Women's U.S. Soccer team settles gender discrimination suit for $24 million
A MARTÍNEZ, HOST:
Members of the U.S. women's team have reached a $24 million settlement with the U.S. Soccer Federation. This comes after the players sued their employer for gender discrimination. Rachel Bachman is senior sports reporter for The Wall Street Journal. Rachel, so what are the details of this new agreement?
RACHEL BACHMAN: Well, the agreement is essentially a pledge to equalize pay for the women going forward. The - as you mentioned, the settlement is for $24 million, which the players see as a big win for their side since the federation had earlier denied that it had given the women unequal pay.
MARTÍNEZ: Now U.S. Soccer is going to pay men and women an equal rate going forward, including for the World Cup. Can you remind us how we got here, the whole pay issue and how this unfolded?
BACHMAN: Yes. Well, three years ago, members of the U.S. women's soccer team sued the federation, alleging gender discrimination and not only in pay but also in working conditions. Now, the women settled that portion of the case earlier. The pay portion of the case went on for quite a long time after that. But they - you know, in this really landmark agreement, they have, you know, reached an accord with U.S. Soccer to award them back pay for several years of, as they alleged, unequal pay.
MARTÍNEZ: Yeah, and they sued right before the 2019 World Cup, so their timing on this was intentional. And they also got a lot of support along the way. President Biden, if I'm not mistaken, Rachel, supported the women on this issue.
BACHMAN: Yes, he did. And they certainly got a lot of support from their fans, which is quite a powerful constituency. At the World Cup final in 2019 in France, the sold-out stadium chanted equal pay, and many fans across the country took up that chant at friendly games and other settings where the U.S. team appeared.
MARTÍNEZ: Now, in their lawsuit against U.S. Soccer, how did U.S. Soccer come across as they were arguing their side, that it had nothing to do with discrimination?
BACHMAN: Well, I would say they - the federation gained a lot of enemies along the way and really upset a lot of the women and some men who follow the team. One case in particular - there was a court filing a while back a lot of people viewed as sexist. It characterized the women as carrying less responsibility than the U.S. men's soccer team in carrying out their jobs. That argument was later pulled from the record, and the federation actually hired a new law firm to handle the lawsuit going forward.
MARTÍNEZ: Did U.S. Soccer, Rachel, say that women players were less skilled than men?
BACHMAN: That was the allegation in the court filing, yes.

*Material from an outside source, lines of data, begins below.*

PR #30, opened 2015-07-27
Use new Neovim mode change API events

equalsraf:
The Neovim API changed, now uses a single event for mode change
notifications. Remove the old functions and replace them with the
new one.

### DIFF
--- a/src/gui/shell.cpp
+++ b/src/gui/shell.cpp
@@ -401,10 +401,13 @@ void Shell::handleRedraw(const QByteArray& name, const QVariantList& opargs, QPa
 		this->unsetCursor();
 	} else if (name == "mouse_off"){
 		this->setCursor(Qt::BlankCursor);
-	} else if (name == "normal_mode"){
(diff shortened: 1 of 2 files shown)


src/gui/shell.cpp
```diff
@@ -426,14 +429,14 @@ void Shell::setNeovimCursor(quint64 row, quint64 col)
...
+void Shell::handleModeChange(const QString& mode)
 {
-	m_insertMode = false;
-}
-
-void Shell::handleInsertMode(QPainter& painter)
-{
-	m_insertMode = true;
+	// TODO: Implement visual aids for other modes
+	if (mode == "insert") {
```
justinmk: should this be `mode == "insert" || mode == "replace"` ?

equalsraf: Not yet, I've just changed the minimum amount to keep showing the thin cursor in insert mode. For replace mode (at least in gvim) the mode cursor looks different (like a thick underline).

Issue #36, opened 2015-08-24
Closing nvim-qt closes the headless nvim server running in TCP socket


Mariappan:
Hi
I have started neovim in headless mode in remote server and connect from local laptop using tcp/ip msgpack.

Everything is working fine. But when i close the neovim-qt (which i will do accidently most of the time), it closes the nvim server which is running in the server. I am expecting only the connection get closed so that I can connect to the same nvim server after sometime.

Can we change the behavior of close button to just disconnect the session without actually closing the nvim running in headless mode.

equalsraf:
Maybe for TCP sessions, but certainly not for embedded Neovim processes.

The `:qa` command is issued when a [closeEvent](https://github.com/equalsraf/neovim-qt/blob/master/src/gui/mainwindow.cpp#L92) takes place. The type of connection is available through the [m_ctype](https://github.com/equalsraf/neovim-qt/blob/master/src/neovimconnector.h#L37) attribute (currently private).

My question here is, what would the default behavior?

1. If Neovim is launched via `spawn()` the current behavior remains unchanged
1. If its a TCP connection then skip the call to `:qa` as you suggest
1. If its a local socket/pipe (same as the TCP case for consistency)

Not ideal if the user actually expects the window close button to close a remote Neovim, but I currently don't have a way to customize this behavior. If the user really needs to exit he can call `:q`

A simple approach would be to expose `m_ctype` and add an if statement to [Shell::closeEvent](https://github.com/equalsraf/neovim-qt/blob/master/src/gui/shell.cpp#L637)

Mariappan:
> If Neovim is launched via spawn() the current behavior remains unchanged
> If its a TCP connection then skip the call to :qa as you suggest
> If its a local socket/pipe (same as the TCP case for consistency)

Thats what i want exactly. You summarized it crystal clearly.

> Not ideal if the user actually expects the window close button to close a remote Neovim, but I currently don't have a way to customize this behavior.

I dont anticipate this will be a ideal case, since if the user starts nvim in socket or tcp connection (probably in server), he wants it to be alive just like any other server. If user wants to edit only local file, he/she could open with embed option which is much more convenient than opening the GUI specifying nvim listen address.

Last thing, thanks a lot for this wonderful GUI :+1: . Already started using it in my development setup with nvim in headless mode in server and nvim-qt acting as both ssh connection and tmux session :smile: .

Mariappan:
Closing this Issue as the code changes are merged.

PR #38, opened 2015-09-04
GUI: Don't call :qa on close for UNIX/TCP sockets

equalsraf:
When the Neovim shell is closed (e.g. user closes window) the GUI would ignore
the event and call :qa, triggering the Neovim process to exit. This makes sense
when Neovim was launched by the GUI, since we need to cleanup the process.
However when connecting to an external Neovim process (TCP/UNIX socket) this
might not be what the user intends.

For TCP/UNIX sockets the "qa" command is no longer sent. This means that if the
user closes the GUI window the GUI will terminate the connection and close, but
the Neovim process will remain runnning. In cases where the user wants to exit
the Neovim process he would need to call :q himself.

This breaks the previous behaviour, but there was no way to override it. From a
user perspective the situation might improve later for UNIX sockets if the GUI
can discover available sockets.

Issue #36

### DIFF
--- a/src/gui/shell.cpp
+++ b/src/gui/shell.cpp
@@ -632,7 +632,10 @@ void Shell::changeEvent( QEvent *ev)
 
 void Shell::closeEvent(QCloseEvent *ev)
 {
-	if (m_attached) {
+	if (m_attached &&
+		m_nvim->connectionType() == NeovimConnector::SpawnedConnection) {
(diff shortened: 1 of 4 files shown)


equalsraf:
Fixed the semaphore builds.

@Mariappan this should do what you wanted.

Mariappan:
Thanks @equalsraf . Downloaded appveyor binary.
Working as expected :+1: :smile:

PR #40, opened 2015-09-11
Support mouse events

equalsraf:


equalsraf:
Don't have a reliable way to write UI unit tests yet. Otherwise this seems to work ok.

I think later the federation realized that that was a mistake, and in fact, the former president resigned in the wake of that filing.
MARTÍNEZ: Now, the U.S. has won the last two Women's World Cups. If they can continue that success next year in Australia under this new pay structure - I mean, how might their earnings, their earnings' future compare to the men?
BACHMAN: Well, it's important to note that this agreement is contingent on the women signing a new collective bargaining agreement. But since U.S. Soccer has pledged that, going forward, it will offer an equal rate of pay for the U.S. men and U.S. women, then if the women continue to outperform the men, they should be paid more.
MARTÍNEZ: Rachel Bachman of The Wall Street Journal, thank you very much.